Some of the unease expressed in difft. quarters , it would seem , even though not so explicitly stated , for various reasons , could originate from struggling to determine whether there would have been a more perfect expression of God's will , dependant on our own holiness and faithfulness .
A will that could have unfolded in many other ways , even including conversion , esp. since the incident took place on a very important and festive occasion in The Church ; suppose , that like in case of the killer of Maria Goretti , to whom she appeared and was instrumental in his conversion , God was going to do same through a miracle of Pope John Paul 11 appearing to OBL !
In the Gospels , we have accounts of Judas and of King Herod , in Acts of Apostles ; both of them served to high light what the rewards of wickedness are ..
It is more likely that such endings could have served to instill more of a sense of justice , in many hard core persons !
Even the seeming disappoinment expressed in Europe could be from this expectaion of a higher moral play of Divine Justice - could it even be that they feel that this country is a land that still has enough believers that could have called on such an intervention !
Then again , we are to respect authorities and there are enough reasons to be grateful for justice having been served so that ,as stated , it could help to bring down the arrogance in many quarters and help many to seek true peace from recognising the innate dignity and its attendant freedom of all human beings !
Peace !
There are a few aaumptions here that need to be unpacked. For instance many of the people mistakenly given the death penalty underwent "an execution of justice". What temporal power can ever be credited with being at all times capable of properly using the "bellum (war) in the service of good?"
As one who lived by the sword OBL can have no complaints. But the "execution of justice" and the "service of good" as values cannot be dismissed so lightly.
However it is good to see that George Wigel did not have any recourse to consequentialism
First of all, I believe that Osama bin Laden death, and especially tons of news about it is more about making sensation and supporting good image of you-know-who. And also to give American people hope and belief in power of their country. It's not bad, but Osama bin Laden is not significant figure among Islamic terrorists anymore. He even haven't been their leader for last few years. Just google it, if you don't believe.

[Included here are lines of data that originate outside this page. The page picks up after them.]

PR #909, opened 2026-08-15
refactor: add the claim service behind the 501 claim endpoints

### LINKED ISSUE #611: Claim E1: claim service (init/status/complete)

IAM-marco:
Closes #611. Part of #96.

## Summary

- add `ClaimService` (`internal/service/claim.go`) implementing the init/poll/complete dance of ADR 046: `Init` mints a handoff-style challenge (plaintext returned, hex SHA-256 stored, 10 minute TTL) and answers 409 with `{team_id, dashboard_url}` details when already claimed; `Status` verifies proof of possession before revealing any state, then reports pending, completed (team, claimed-at, dashboard URL reconstructed from the grant), or 410; `Complete` spends the challenge and writes the `project.team` grant, the resource-scope `team_id`, and the `authz.granted` audit event in one transaction
- add the domain primitives: challenge token mint/hash helpers, `ClaimChallengeTTL`, `ErrClaimNoPersonalTeam`, `ClaimConflictDetails`, and `NewClaimTeamAssignment`
- wire `claimService` into `Handler`/`NewHandler` and regenerate `MockClaimService`; the three ogen claim methods still fall through to `UnimplementedHandler`, so the endpoints keep answering 501 until #612 wires them
- unit tests first, on the existing gomock harness, covering the full matrix including the same-challenge race (`MarkChallengeCompleted` finds no pending row, 410) and the 409 details payload

## Validation

- `go test ./internal/service/ -run TestClaimService -v` (21 cases green)
- `go build ./...`, `go vet ./...`, `gofmt -l` clean on touched packages
- `node scripts/check-pr-title.mjs --title "refactor: add the claim service behind the 501 claim endpoints"`
- `corepack pnpm exec changeset status --since origin/main` reports no bumps

## Release notes / changeset

No changeset: nothing ships while the endpoints answer 501 (review feedback; the earlier empty changeset was dropped).

<details><summary><h2>Notes</h2></summary>

- Deliberate deviation from the ticket text: completing an already-completed challenge reports 409 already claimed with details, not 410. A completed challenge implies the grant exists (both are written in the same transaction), and the OpenAPI contract plus the api-mock (`platform-handlers.ts`) already describe 409 for a re-spend.
- Claimed-by provenance lives on the `authz.granted` event's actor: the grant's grantor columns are CHECK-reserved for delegations (migration 000015).
- Known accepted ceiling, commented at the claimed-check in `Complete`: two different pending challenges racing on one project can double-write the grant under read committed; the upgrade path is a conditional resource-scope update or a partial unique index.
- Claim and dashboard URLs derive from `builtin_public_base`'s origin plus the console path; a dedicated public-base setting should replace this when cloud deployment configuration lands.
- Handoffs recorded for #612: plumb the presented-bearer SHA-256 into `ScopeContext` in `HandleOAuth2`, add a claim branch to `errorResponse` (`ErrClaimChallengeNotFound` currently maps to 500, `ErrClaimNoPersonalTeam` to 400), and reconcile the handler's raw `cfg.Platform.ProjectID` pin with the service's `ResolvedProjectID()`.
- If PR #876 (ADRs 052/053) lands, `Complete` gains an explicit target `team_id` with an owner check and CSRF lands in the handler layer; both are contained changes.

</details>


internal/service/claim.go
```diff
@@ -0,0 +1,282 @@
...
+		if _, ok := errors.AsType[*database.NoRowFoundError](err); ok {
+			return nil, domain.ErrClaimChallengeNotFound()
+		}
+		return nil, domain.ErrInternal(mapStorageError(err)).WithMessage("failed to load claim challenge")
+	}
+	// Proof of possession before anything else: a caller without the
+	// initiating secret learns nothing about the challenge, not even expiry.
+	if challenge.InitiatingSecretHash != secretHash {
+		return nil, domain.ErrProjectPermissionDenied()
+	}
```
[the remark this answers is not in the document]
IAM-marco: Applied in 6f1db41d: the gate now uses crypto/subtle.ConstantTimeCompare on the two hex digests. Worth noting the practical exposure was limited even before, since both sides are SHA-256 digests of the bearer and recovering a digest prefix through timing does not yield a bearer that hashes to it without a preimage, but the constant-time form is one line and removes the question entirely.

internal/service/claim.go
```diff
@@ -0,0 +1,282 @@
...
+		ClaimURL:    s.claimURL(projectID, plain),
+		ChallengeID: plain,
+		ExpiresAt:   challenge.ExpiresAt,
+	}, nil
+}
+
+func (s *claimService) Status(ctx context.Context, projectID, challengeID, secretHash string) (*ClaimStatusResult, error) {
+	challenge, err := s.v2Pool.Statements().GetChallengeByID(ctx, projectID, domain.HashClaimChallengeToken(challengeID))
+	if err != nil {
+		if _, ok := errors.AsType[*database.NoRowFoundError](err); ok {
```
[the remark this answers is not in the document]
IAM-marco: errors.AsType is the generic added to the standard errors package in Go 1.26, and this module declares go 1.26. It is also the established convention across this package (internal/service/errors.go, event_claim.go, event.go, auth_attempt.go all use it). The full-pr gate compiles and tests this file, and it is green on this PR, so the code builds as written. Keeping AsType for consistency with the surrounding code.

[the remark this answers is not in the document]
IAM-marco: Same answer as the earlier thread on this line: errors.AsType is stdlib as of Go 1.26 (this module's declared version) and the repo-wide convention in this package, and the green full-pr gate on this PR compiles and tests this file. No change needed.

internal/service/claim.go
```diff
@@ -0,0 +1,282 @@
...
+		// completion wrote the grant in this same transaction shape, so a
+		// completed challenge always reports 409 with the owning team rather
+		// than 410 (matching the OpenAPI contract and the api-mock).
+		//
+		// Two different pending challenges racing on one project can still
+		// double-write the grant under read committed: this check is app-level
+		// and UpsertResourceScope overwrites team_id. Accepted for alpha; the
+		// upgrade path is a conditional update (team_id IS NULL) or a partial
+		// unique index on the grant.
+		teamID, err := claimedTeamID(ctx, stmts, projectID)
```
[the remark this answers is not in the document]
IAM-marco: This window is documented deliberately rather than left by accident. The ticket (#611, current-state update) chose UpsertResourceScope for the claim write, and the approved implementation plan recorded the residual cross-challenge race as accepted for alpha, with exactly the upgrade path this comment names (a conditional team_id IS NULL update or a partial unique index, one statement across the three dialects). The realistic race, two concurrent completes of the same challenge, is already serialized at the storage layer by MarkChallengeCompleted's pending-to-completed UPDATE, and the unit tests cover the loser getting 410. The residual case requires the same human to run claim init twice and complete both pending challenges within the 10 minute TTL against one project. Hardening it at the storage layer is a contained follow-up once #612 adds the end-to-end concurrency tests around this path.

cmd/server/server.go
```diff
@@ -183,6 +183,13 @@ func run(ctx context.Context, cfg Config, userFiles []string) error {
 		nil,
 	)
 	teamService := service.NewTeamService(serviceDBPool)
+	// The claim and dashboard URLs hang off the console. builtin_public_base is
+	// the only public-origin config today and carries the /api/schemas path, so
+	// strip it down to the origin before appending the console path; a
+	// dedicated server public-base setting should replace this when cloud
+	// deployment configuration lands.
+	consoleBase := (&url.URL{Scheme: builtinPublicBase.Scheme, Host: builtinPublicBase.Host}).String() + cfg.Server.ConsolePath
```
vitorbari, line 191: Just FYI, console base URL is also needed when we are generating schemas IDs

.changeset/claim-service-behind-501.md
```diff
@@ -0,0 +1,4 @@
+---
+---
+
+The claim service (#611) now backs claim init/status/complete inside the server, but the HTTP handlers are not wired until #612, so the endpoints keep answering 501 and no shipped behavior changes.
```
vitorbari: I think the changeset can just be skipped in this case.

internal/domain/claim.go
```diff
@@ -9,6 +13,44 @@ const (
...
+	return plain, HashClaimChallengeToken(plain), nil
+}
+
+// HashClaimChallengeToken derives the stored challenge id from a presented
+// plaintext token. The claim_challenges.id column is TEXT, so unlike the
+// handoff token's raw []byte hash this one is hex-encoded.
+func HashClaimChallengeToken(plain string) string {
+	sum := sha256.Sum256([]byte(plain))
+	return hex.EncodeToString(sum[:])
+}
```
vitorbari, line 38: Please add unit tests for these to make sure the behavior is deterministic.

internal/service/claim.go
```diff
@@ -0,0 +1,282 @@
...
+
+// claimedTeamID resolves the claim state all three legs branch on: a missing
+// project is ErrProjectNotFound, an unclaimed project (no scope row or no
+// team) is (nil, nil), a claimed project returns its owning team id.
+// projectIsClaimed (event_claim.go) is deliberately not reused: events
+// visibility treats a missing project as unclaimed, while claim needs the 404
+// and the team id for the 409 details.
+func claimedTeamID(ctx context.Context, stmts interface {
+	GetProjectByID(ctx context.Context, id string) (*domain.Project, error)
+	GetResourceScope(ctx context.Context, resourceID string) (*domain.ResourceScope, error)
```
vitorbari: You can create smaller interfaces here in the caller side. I think, in the future, the idea is to split the Statements per resource, so you could already do this split.

internal/service/claim.go
```diff
@@ -0,0 +1,282 @@
...
+// completedStatus reconstructs team and claim time from the grant written at
+// complete. Missing scope or grant on a completed challenge is corrupt state:
+// both are written in the same transaction that marks completion.
+func (s *claimService) completedStatus(ctx context.Context, projectID string) (*ClaimStatusResult, error) {
+	stmts := s.v2Pool.Statements()
+	scope, err := stmts.GetResourceScope(ctx, projectID)
+	if err != nil || scope.TeamID == nil || *scope.TeamID == "" {
+		return nil, domain.ErrInternal(err).WithMessage("completed claim challenge without a project-team scope")
+	}
+	assignments, err := stmts.ListAuthzAssignments(ctx, projectID, domain.AuthzPrincipalTypeTeam, *scope.TeamID, false)
```
vitorbari, line 164: Isn't it possible to introduce a `Get` instead of `List`?

internal/service/claim.go
```diff
@@ -0,0 +1,282 @@
...
+	var result *ClaimCompleteResult
+	err := s.v2Pool.Transaction(ctx, func(ctx context.Context, tx Statementer[AllStatements]) error {
+		stmts := tx.Statements()
+		challenge, err := stmts.GetChallengeByID(ctx, projectID, challengeIDHash)
+		if err != nil {
+			if _, ok := errors.AsType[*database.NoRowFoundError](err); ok {
+				return domain.ErrClaimChallengeNotFound()
+			}
+			return err
+		}
```
vitorbari, line 192: What happens when this gets called twice? Does the Challenge gets delete from DB after completion?

cmd/server/server.go
IAM-marco: Good point, and it is why this line cannot just redefine builtin_public_base: the schema $ids are minted from the full base including the /api/schemas path (api/openapi/endpoints/schemas/embed.go, DefaultHumanUserSchemaURL), so the base has to keep carrying it. This line strips to scheme+host only for the console-facing claim and dashboard URLs. A dedicated public-origin setting that both consumers derive from stays future work, as the inline comment records.

.changeset/claim-service-behind-501.md
IAM-marco: Done, the changeset is removed in de502d04.

internal/domain/claim.go
IAM-marco: Done in 8307682e: internal/domain/claim_test.go pins HashClaimChallengeToken against a fixed SHA-256 hex vector (so an algorithm or encoding change fails loudly instead of silently invalidating stored challenge ids) and covers the mint: prefix, id equals the hash of the plaintext, and two mints never collide.

internal/service/claim.go
IAM-marco: Done in 02c5537d: the anonymous interface is replaced by named caller-side interfaces. claimedProjectStatements covers the claimed-check reads, and claimStatements spells out the full slice of AllStatements the claim flow touches; Init/Status/Complete all bind their statements source to it, so the seam for the per-resource split is in place. The pool-level half (ClaimPool, Statementer[ClaimStatements]) is the part that still waits on go 1.27 generic methods, per the commented block in internal/service/database.go.

internal/service/claim.go
IAM-marco: I'll ask @livio-a and @adlerhurst

internal/service/claim.go
IAM-marco: The challenge row is deliberately never deleted: it flips pending to completed inside the same transaction that writes the grant, and it has to survive because the CLI keeps polling claim/status afterwards and needs the completed row to report success (team, claimed_at, dashboard_url). Cleanup is read-time by design; ADR 046 lists automated expiry/deletion as a non-goal since there is no scheduled-task infrastructure yet. Called twice sequentially, the second call hits the claimed-check and gets 409 already_claimed with the owning team in the details. Called twice concurrently, MarkChallengeCompleted's pending-to-completed UPDATE serializes them and the loser gets 410. Both paths are unit-tested in claim_test.go ("re-spent completed challenge reports already claimed" and "lost the same-challenge race").

internal/service/claim.go
livio-a: A generic `Get` keyed on `(project, principal_type, principal_id, object_type, relation)` isn't really possible here: that tuple isn't unique. The active-uniqueness index also spans `catalog_id`, `scope_kind`, and the scope ids — the same principal can hold the same relation project-wide, team-scoped, and resource-scoped as separate rows (that's exactly what the scoped-Allow work in #893 evaluates). A `Get` with those five params would need "which one?" semantics, and the full unique key is nine params — no longer a convenience. It would also duplicate the "active" filtering (revoked/expired/catalog) that today lives only in the resolver SQL, which is drift we've been actively hunting elsewhere.

What this call site actually wants is narrower: *the owning-team grant of this project*, which **is** unique per project (and ADR 053 §2 makes that explicit). So the options I'd consider:

1. Keep the `List` + scan — fine by me: the team has exactly one assignment on the project at claim time, and the scan doubles as the corrupt-state check.
2. If we want a `Get`, make it semantic, e.g. `GetProjectOwningTeamGrant(ctx, projectID, teamID)` — not the generic tuple getter. Small bonus: it would centralize the hardcoded `"project"`/`"team"` relation pair, which ADR 053 plans to rename to `project.owning_team`, so that migration becomes a one-line change instead of a grep-hunt through call sites.

Either 1 or 2 works for me; just not a generic `GetActiveAuthzAssignment`.

IAM-marco: On option 2: aren't we going to make a too specialized call? If so, what is stopping us to have one call per object-actor pair (e.g. `Get<ObjectPermission><Actor>`)?

vitorbari (approved):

Secondly, you should distinguish Islam (which is world recognized religion) and Islamic terrorism. Islamic terrorism is based on a religious misunderstanding of jihad. There is NO neither guidance nor approval for Islamic terrorism in the Koran. I have found that quote from the Koran about tolerance:
"Those who believe (in the Qur'an), and those who follow the Jewish (scriptures), and the Christians...and (all) who believe in God and the last day and work righteousness, shall have their reward with their Lord; on them shall be no fear, nor shall they grieve." The Qur'an, 2:62
I'm not Muslim. I'm Christian and I live in US. But I have lived in many countries - in Islamic countries, in Hindu country, in Orthodox country, in Buddhist country - to learn that all religions have similar peaceful basis, but abnormal people tend to interpret it in wrong way and make excuse of it to kill people.